I am amazed at the people who either don't read my profile or just don't care that I'm turned off by domination. Hello? Pain slut! Sadist! Not into giving or receiving humiliation or (shudder) lactation or being called girl. But I have talked to some very nice, smart people.

Thank you to the people who can put an intelligent sentence together, to those of you who've read my blog, to those of you who respect my definition of MY kink. And if my definition doesn't match yours, I wish you the best of luck in your search.

5/6/2010 4:55:03 PM
Much better. These pics were taken in May '10.

5/6/2010 9:13:12 AM
I need a more updated photo. My hair is lighter and I have bangs now. All the better to hide my "reclining forehead." By the way, if you want to strike up a pleasant conversation, commenting on my huge expanse of forehead (as did the tool who called it "reclining") probably isn't the best way to go.

5/5/2010 3:51:56 PM
I have admirers! How cool is that? Hello. I have an almost irresistible urge to ask why but that seems as if I'd be fishing for compliments.

5/4/2010 2:17:21 PM
I'm far from perfect, and I see that there isn't a spell check option here, but jeezus people, maybe some of you should consider writing your profiles and emails in Word before posting and sending them. I'm embarrassed for you! I'm sure that makes me sound like a snob and I suppose, in some respects, I am. I don't care if you aren't the greatest speller, but I don't care for people who are too lazy to take the steps to improve themselves (or the image they present, as the case may be).

5/3/2010 8:55:22 PM
Curious about me? Here's a link to my blog: http://virtualslut.blogspot.com/2010/03/how-cybersex-saved-my-life.html

5/3/2010 8:28:05 PM
Four years since I've been on this site. Hello again, friends.

10/2/2006 3:23:55 PM
Wahoo! I spent the weekend camping with a bunch of wild women! BDSM wild women!
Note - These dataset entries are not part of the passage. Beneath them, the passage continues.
PR #586, opened 2016-10-06
Fix slow convergence behaviour in Rational#limitTo.

### LINKED ISSUE #585: Rational.limitToInt doesn't terminate for 1 and -1
The following inputs lead to infinite recursion
```
Rational(-1).limitToInt
```
```
Rational(1).limitToInt
```

tixxit:
Fixes #585

This fixes a class of bugs in limitTo which lead to horrible performance in `Rational#limitTo`. Before, `Rational(1).limitToInt` would spin for a loooooong time before finally returning. Now it completes almost instantly.

### DIFF
--- a/core/shared/src/main/scala/spire/math/Algebraic.scala
+++ b/core/shared/src/main/scala/spire/math/Algebraic.scala
@@ -2,15 +2,13 @@ package spire
 package math
 
 import java.lang.Long.numberOfLeadingZeros
-import java.lang.Double.{ isInfinite, isNaN }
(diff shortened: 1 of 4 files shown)


denisrosset:
Wouldn't we prefer to use `Spire.util.Opt` in internal loops/methods, as they avoid allocating memory for `Opt[_ <: NotNull]`?

Apart from that, LGTM.

tixxit:
Ah, good point. I'll fix!

denisrosset:
Feel free to merge afterwards!

PR #587, opened 2016-10-08
use special Scala 2.11 sources for 2.12 too

SethTisue:
I don't know if copying these sources is the ideal way to resolve this
-- y'all can decide for yourselves. but I need some change along these
lines in order to resume tracking Spire's master branch in the Scala
2.12 community build.

note that CrossVersion.partialVersion will do the right thing even
for Scala milestones and RCs, weird dbuild-generated community
build Scala version numbers, etc.


dwijnand:
Here's one way to dedup if anyone is interested: https://github.com/milessabin/shapeless/blob/6cbe70e43e38a9c6f340aa0f2dc2065e6c8685a5/build.sbt#L200-L210

PR #588, opened 2016-10-10
Cleaned up imports.

denisrosset:
I split manually the patch of the #576 PR. This is the part that remove most of the warnings (import, interpolation, etc...). I however did not modify the flags in `build.sbt`.

The rest of the patch is here: https://gist.github.com/denisrosset/45774ba1cb9221a75f9c6be85f80fd4a

I'm working on importing the group terminology rename now.

### DIFF
--- a/benchmark/src/main/scala/spire/benchmark/AddBenchmarks.scala
+++ b/benchmark/src/main/scala/spire/benchmark/AddBenchmarks.scala
@@ -1,19 +1,9 @@
 package spire
 package benchmark
 
-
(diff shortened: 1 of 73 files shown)


denisrosset:
OK.. seems there is a randomized root isolation error.

denisrosset:
OK.. seems there is a randomized root isolation error.

```
[info] - find all rational roots of rational polynomial *** FAILED *** (506 milliseconds)
```

non:
LGTM 👍

PR #590, opened 2016-10-12
[READY] Lawful Signed

denisrosset:
Added laws for Signed, inspired by linearly ordered groups, but generalized to monoids to cater for the `UInt`, ... instances.

Added commutativity requirement where relevant (in Rig, UXXX instances).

I'm black and blue all over -- aching and loving it! My gf went too and had a great time. I'm pleased to announce that I'm no longer a frustrated bisexual. Today I'm quite satisfied (nudge, nudge, wink, wink) and intend to stay that way. So, congratulations are in order!

9/12/2006 6:30:31 PM
I am absolutely certain I'm bisexual! Positive. No doubt. And yet I've been dating this terrific woman for months now and have yet to, er, get my nose wet. (That's how my husband puts it when he's needling me.) Talk about performance anxiety. I do have a plan though. We are going camping together at the end of this month with a bunch of SM lesbians who are going to help me find the, um, cojones to take the next step. Jesus, I'm an embarassment to lesbians everywhere. I love to wear my strap on but the idea of actually using it scares me shitless. LOL Life is so weird.

7/16/2006 4:31:42 PM
No entries since April? Shame on me. I should be punished!! I did get a rather pornographic photo from a woman. The full spread if you get my meaning. Since I'm a nurse all I could think was, 'A little betadine and she's ready for a hysterectomy.' Send me a Georgia O'Keefe flower and a few well chosen words if you really want to get my mind to there but please, no crotch shots.
So I'm dating a woman that's on collar me. . .smart, cute, funny and as inexperienced as I am. That has it's good and bad sides. She's not going to be comparing me to past lovers. On the other hand I find myself lacking in the, er, um, bravery to take certain steps. Seriously, you build something up in your mind for 25+ years and there is a certain trepidation involved in making the image a reality. You get me?

4/21/2006 9:49:22 PM
I don't have any deep thoughts to share this evening. Feeling a little down because I was flirting with someone onsite who had some personal issues going on and I didn't know. I felt like an idiot when I found out, coming on strong for some cyber flirt when all this heavy stuff was going down. On the lighter side, real life is going extremely well! I'm seeing the lovely, charming and witty woman mentioned in my previous entry. Things are developing slowly and naturally but a delicious momentum is building. I am delighted and believe she feels much the same way. I look forward to each time we meet with more anticipation. . .

4/1/2006 5:14:48 PM
Ms. Stunning seems to have disappeared off the face of the earth. On Monday we made a lunch date for Thursday and on Thursday she didn't answer her phones or email. Odd. If I was the type to question myself or writhe in self-pity I would assume it was me. BUT I'm a mentally healthy and relatively attractive woman and so I have to guess she had something else going on in her life (or she was the victim of a tragic crime) and so couldn't get back to me. I very much hope it was the first instance rather than the second because she was a nice person and I don't wish ill on her.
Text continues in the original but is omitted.